European online sports retailer

Wiggle is an online brand of the Frasers Group, having been bought after WiggleCRC went into administration with losses of £97 million.

Previously Wiggle was part of the WiggleCRC group, which included Chain Reaction Cycles, however only the brands were transferred to the new owners.

== History ==

The origins of Wiggle trace back to a local bike shop called Butlers Cycles, located in Portsmouth. Mitch Dall, a founder of Wiggle, bought the shop in 1995.

Between 1999 and 2009, Wiggle experimented with online retail, and experienced strong growth.

By 2006, Wiggle was turning over £11.8m and Livingbridge private equity took a 42% stake in the company. After a further three years of 40% growth, Livingbridge bought the remaining 58% in 2009, including Dall's remaining 26% stake.

Livingbridge brought in Humphrey Cobbold as CEO in December 2009. By 2011, projected annual revenue was £118m following strong international growth helped by a weak pound.

In 2011, Livingbridge considered taking the company public in an initial public offering, with the company's overall value estimated at £200m, and pre-tax profits having risen from £7.1m to £10.2m in the year to January 2011, following a 123 percent increase in international sales.

After an auction in December 2011, Wiggle was acquired by venture capitalists Bridgepoint Capital for £180m. Wiggle was now one of 6 European online sports retailers, and no 2 in the UK to Chain Reaction Cycles.

In September 2013, after the sale of the business, Cobbold stepped down and Stefan Barden (former CEO of Northern Foods) took over.

In 2015, Andy Bond stepped down and Brian McBride joined as chairman. McBride was formerly the CEO of Amazon UK and is the chairman of the online fashion clothing retailer ASOS.

== WiggleCRC ==

The merger of Wiggle and Chain Reaction Cycles was announced in 2016: by this time No1 and No2 largest global online players in the cycle and tri sports product categories.

In late 2016, Stefan Barden was replaced by Will Kernan as the new Group CEO - Kernan was previously the CEO of The White Company, and before that MD and COO at New Look. In January 2019, it was stated that Kernan was to be replaced by Ross Clemmow, a former Debenhams director.

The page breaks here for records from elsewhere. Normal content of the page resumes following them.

PR #142, opened 2021-06-29
`www-prod` release 

cyrusdiego:
# Overview

Final "catch-all" PR for small changes to the static site prior to release 

# Changes

- Uncommented header sections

The WiggleCRC Group formed after the Competition Commission approved the merger and Wiggle bought 100% of the Chain Reactions Cycle equity from the Watson family for £62m. A key driver of synergies was the closure of CRC's Northern Irish warehouse and distribution infrastructure whose volume was integrated into Citadel in Wolverhampton; this process was concluded in December 2017.

The Wiggle and Chain Reaction Cycles brands remain distinct, with their own websites. Proforma turnover was over £360m in 2017 and Wiggle was the largest pure-play online sports retailer in Europe.

In October 2017 it was announced that WiggleCRC had bought a German competitor and market no. 2, Bike 24, for a reported £100m, giving access to German suppliers and a potential 'Brexit hedge'.

In 2018, a Chain Reaction Cycles' employee was critical of the group's actions after the merger; citing continued redundancies, shift patterns and a perceived shift of operations away from Ireland to Wolverhampton.

On 27 October 2023 a notice was published to The Gazette announcing an administrator for the Wiggle Limited business following a period where the parent company's key financial backer pulled the plug on financing. This eventually resulted in most of the staff being laid off in February 2024, and in March 2024 the brands started to operate as part of the Frasers Group alongside Evans Cycles.